■ Records:
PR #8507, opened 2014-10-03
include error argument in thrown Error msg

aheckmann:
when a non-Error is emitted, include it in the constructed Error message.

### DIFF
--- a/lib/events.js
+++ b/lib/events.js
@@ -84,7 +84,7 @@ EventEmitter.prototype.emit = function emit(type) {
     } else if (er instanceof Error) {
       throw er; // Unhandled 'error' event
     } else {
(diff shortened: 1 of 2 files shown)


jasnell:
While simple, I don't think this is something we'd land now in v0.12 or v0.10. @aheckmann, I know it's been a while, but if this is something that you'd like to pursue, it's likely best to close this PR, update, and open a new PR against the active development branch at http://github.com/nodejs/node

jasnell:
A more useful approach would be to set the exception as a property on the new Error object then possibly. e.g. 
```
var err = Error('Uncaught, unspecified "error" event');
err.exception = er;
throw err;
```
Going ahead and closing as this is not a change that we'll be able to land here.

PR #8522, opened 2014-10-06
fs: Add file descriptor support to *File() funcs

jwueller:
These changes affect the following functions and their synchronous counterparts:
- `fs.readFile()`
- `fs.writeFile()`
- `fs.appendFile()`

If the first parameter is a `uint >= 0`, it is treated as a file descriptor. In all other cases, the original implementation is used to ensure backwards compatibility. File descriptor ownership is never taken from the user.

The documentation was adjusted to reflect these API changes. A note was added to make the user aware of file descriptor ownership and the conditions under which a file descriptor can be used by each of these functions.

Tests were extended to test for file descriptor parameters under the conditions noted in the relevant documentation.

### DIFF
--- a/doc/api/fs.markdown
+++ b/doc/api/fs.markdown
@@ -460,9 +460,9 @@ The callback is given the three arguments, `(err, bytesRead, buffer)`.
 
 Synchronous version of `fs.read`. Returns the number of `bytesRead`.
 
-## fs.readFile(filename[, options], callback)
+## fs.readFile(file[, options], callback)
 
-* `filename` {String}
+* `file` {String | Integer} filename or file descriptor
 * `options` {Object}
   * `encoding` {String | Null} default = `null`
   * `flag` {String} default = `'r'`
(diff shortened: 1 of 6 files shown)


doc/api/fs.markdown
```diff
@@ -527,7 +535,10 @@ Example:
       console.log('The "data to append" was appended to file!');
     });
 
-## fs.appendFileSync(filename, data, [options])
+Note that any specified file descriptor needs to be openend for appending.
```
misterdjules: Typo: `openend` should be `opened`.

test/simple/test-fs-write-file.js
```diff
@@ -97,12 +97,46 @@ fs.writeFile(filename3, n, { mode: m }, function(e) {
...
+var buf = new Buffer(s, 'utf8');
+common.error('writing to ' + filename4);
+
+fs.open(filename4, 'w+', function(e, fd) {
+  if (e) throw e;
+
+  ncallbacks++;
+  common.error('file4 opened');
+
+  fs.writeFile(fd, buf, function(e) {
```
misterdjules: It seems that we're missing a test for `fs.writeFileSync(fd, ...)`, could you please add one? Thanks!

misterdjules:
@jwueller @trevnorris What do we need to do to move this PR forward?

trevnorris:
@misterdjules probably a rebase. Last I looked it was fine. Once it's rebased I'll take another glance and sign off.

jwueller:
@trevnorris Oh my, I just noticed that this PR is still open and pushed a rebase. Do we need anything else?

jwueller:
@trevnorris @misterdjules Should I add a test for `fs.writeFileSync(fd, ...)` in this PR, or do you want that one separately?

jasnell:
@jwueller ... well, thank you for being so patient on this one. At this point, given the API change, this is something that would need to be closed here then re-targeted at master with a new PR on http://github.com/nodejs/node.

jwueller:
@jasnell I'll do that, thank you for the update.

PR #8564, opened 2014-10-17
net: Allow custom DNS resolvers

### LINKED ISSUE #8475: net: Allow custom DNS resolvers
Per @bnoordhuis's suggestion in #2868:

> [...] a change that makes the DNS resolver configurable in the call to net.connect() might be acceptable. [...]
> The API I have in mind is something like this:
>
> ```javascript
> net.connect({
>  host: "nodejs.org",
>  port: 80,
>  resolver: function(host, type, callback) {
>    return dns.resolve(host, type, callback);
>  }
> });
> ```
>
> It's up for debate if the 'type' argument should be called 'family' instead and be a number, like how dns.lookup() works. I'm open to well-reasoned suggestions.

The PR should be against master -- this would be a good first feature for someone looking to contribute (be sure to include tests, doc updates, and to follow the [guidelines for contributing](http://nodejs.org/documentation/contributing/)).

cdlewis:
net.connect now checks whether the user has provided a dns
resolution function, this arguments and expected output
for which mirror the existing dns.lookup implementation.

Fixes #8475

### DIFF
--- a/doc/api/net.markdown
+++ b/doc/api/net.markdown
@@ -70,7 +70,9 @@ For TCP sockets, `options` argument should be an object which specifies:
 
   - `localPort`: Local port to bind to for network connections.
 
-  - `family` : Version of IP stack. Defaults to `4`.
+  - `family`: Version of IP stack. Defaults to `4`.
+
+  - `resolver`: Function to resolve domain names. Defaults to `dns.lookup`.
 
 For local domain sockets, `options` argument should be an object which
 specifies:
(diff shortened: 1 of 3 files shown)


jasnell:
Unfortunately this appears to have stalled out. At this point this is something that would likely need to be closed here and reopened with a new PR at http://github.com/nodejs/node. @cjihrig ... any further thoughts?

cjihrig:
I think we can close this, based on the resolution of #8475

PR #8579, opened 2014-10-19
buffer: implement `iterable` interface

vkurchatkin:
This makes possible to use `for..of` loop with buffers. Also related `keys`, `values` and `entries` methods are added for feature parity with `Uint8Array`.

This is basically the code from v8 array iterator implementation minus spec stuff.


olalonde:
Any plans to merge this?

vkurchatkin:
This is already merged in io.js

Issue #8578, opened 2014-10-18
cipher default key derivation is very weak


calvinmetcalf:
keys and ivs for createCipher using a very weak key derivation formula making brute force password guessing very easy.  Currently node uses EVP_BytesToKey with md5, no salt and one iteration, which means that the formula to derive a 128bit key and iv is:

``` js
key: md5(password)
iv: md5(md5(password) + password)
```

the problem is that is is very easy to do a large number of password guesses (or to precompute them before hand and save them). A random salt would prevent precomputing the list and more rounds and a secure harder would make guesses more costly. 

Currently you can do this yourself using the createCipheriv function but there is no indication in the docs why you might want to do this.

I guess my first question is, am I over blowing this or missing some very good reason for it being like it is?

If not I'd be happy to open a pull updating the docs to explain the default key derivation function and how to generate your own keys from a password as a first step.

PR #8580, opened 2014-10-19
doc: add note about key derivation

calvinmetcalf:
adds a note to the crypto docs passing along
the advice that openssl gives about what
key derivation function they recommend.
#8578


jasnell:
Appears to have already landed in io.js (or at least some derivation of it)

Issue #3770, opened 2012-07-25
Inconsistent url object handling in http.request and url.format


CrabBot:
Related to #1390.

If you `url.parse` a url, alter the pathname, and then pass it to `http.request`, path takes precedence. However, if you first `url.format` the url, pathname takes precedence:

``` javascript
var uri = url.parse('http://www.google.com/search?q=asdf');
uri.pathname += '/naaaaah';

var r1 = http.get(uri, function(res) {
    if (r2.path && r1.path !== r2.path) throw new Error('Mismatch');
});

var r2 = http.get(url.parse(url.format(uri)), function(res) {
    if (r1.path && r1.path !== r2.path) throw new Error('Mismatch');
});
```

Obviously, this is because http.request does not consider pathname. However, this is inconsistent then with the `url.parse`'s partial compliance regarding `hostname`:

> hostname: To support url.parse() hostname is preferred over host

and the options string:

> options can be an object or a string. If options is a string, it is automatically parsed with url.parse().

* * *

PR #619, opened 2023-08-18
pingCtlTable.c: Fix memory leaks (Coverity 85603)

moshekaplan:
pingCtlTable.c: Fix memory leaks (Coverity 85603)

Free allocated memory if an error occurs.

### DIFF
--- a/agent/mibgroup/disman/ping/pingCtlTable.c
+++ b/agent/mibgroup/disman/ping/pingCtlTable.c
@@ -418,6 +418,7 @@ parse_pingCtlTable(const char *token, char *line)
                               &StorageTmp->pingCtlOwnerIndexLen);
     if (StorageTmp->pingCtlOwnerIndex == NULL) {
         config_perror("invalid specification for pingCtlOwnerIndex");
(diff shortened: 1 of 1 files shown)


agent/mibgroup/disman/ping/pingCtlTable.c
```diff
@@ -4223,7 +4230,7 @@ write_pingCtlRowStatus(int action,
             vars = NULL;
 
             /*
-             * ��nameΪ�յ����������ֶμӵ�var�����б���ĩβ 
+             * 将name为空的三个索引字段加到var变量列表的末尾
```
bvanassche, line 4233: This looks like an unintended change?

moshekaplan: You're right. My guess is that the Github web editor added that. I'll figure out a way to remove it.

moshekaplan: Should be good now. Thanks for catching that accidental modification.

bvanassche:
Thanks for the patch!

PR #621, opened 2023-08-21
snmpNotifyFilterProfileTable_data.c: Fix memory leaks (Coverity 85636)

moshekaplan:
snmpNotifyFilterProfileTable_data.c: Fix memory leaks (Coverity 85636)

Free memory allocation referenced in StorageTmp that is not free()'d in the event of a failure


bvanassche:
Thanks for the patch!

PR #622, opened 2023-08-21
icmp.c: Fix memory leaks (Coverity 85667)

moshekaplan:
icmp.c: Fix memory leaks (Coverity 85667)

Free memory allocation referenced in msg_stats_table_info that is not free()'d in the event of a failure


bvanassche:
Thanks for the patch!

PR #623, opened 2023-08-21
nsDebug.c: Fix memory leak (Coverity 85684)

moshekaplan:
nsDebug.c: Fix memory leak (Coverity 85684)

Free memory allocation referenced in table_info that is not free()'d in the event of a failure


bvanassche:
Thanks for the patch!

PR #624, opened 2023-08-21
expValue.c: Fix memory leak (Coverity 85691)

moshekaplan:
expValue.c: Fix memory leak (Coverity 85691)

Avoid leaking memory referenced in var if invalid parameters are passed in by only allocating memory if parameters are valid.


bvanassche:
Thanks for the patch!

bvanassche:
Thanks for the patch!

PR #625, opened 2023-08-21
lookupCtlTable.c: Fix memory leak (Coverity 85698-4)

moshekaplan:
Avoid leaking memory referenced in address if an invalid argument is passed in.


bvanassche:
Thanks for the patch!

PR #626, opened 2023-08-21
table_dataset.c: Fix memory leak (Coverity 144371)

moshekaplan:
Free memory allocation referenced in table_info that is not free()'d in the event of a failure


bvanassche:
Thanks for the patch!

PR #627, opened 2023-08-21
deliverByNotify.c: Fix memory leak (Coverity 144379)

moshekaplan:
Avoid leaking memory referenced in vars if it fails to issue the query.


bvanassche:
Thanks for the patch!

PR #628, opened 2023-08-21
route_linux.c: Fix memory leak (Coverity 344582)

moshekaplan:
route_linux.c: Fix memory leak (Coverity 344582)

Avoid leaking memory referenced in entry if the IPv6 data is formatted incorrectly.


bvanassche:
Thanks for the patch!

■ Exercise:
Copy every line of the listing where the word "master" appears.

■ Expected answer:
@jwueller ... well, thank you for being so patient on this one. At this point, given the API change, this is something that would need to be closed here then re-targeted at master with a new PR on http://github.com/nodejs/node.
The PR should be against master -- this would be a good first feature for someone looking to contribute (be sure to include tests, doc updates, and to follow the [guidelines for contributing](http://nodejs.org/documentation/contributing/)).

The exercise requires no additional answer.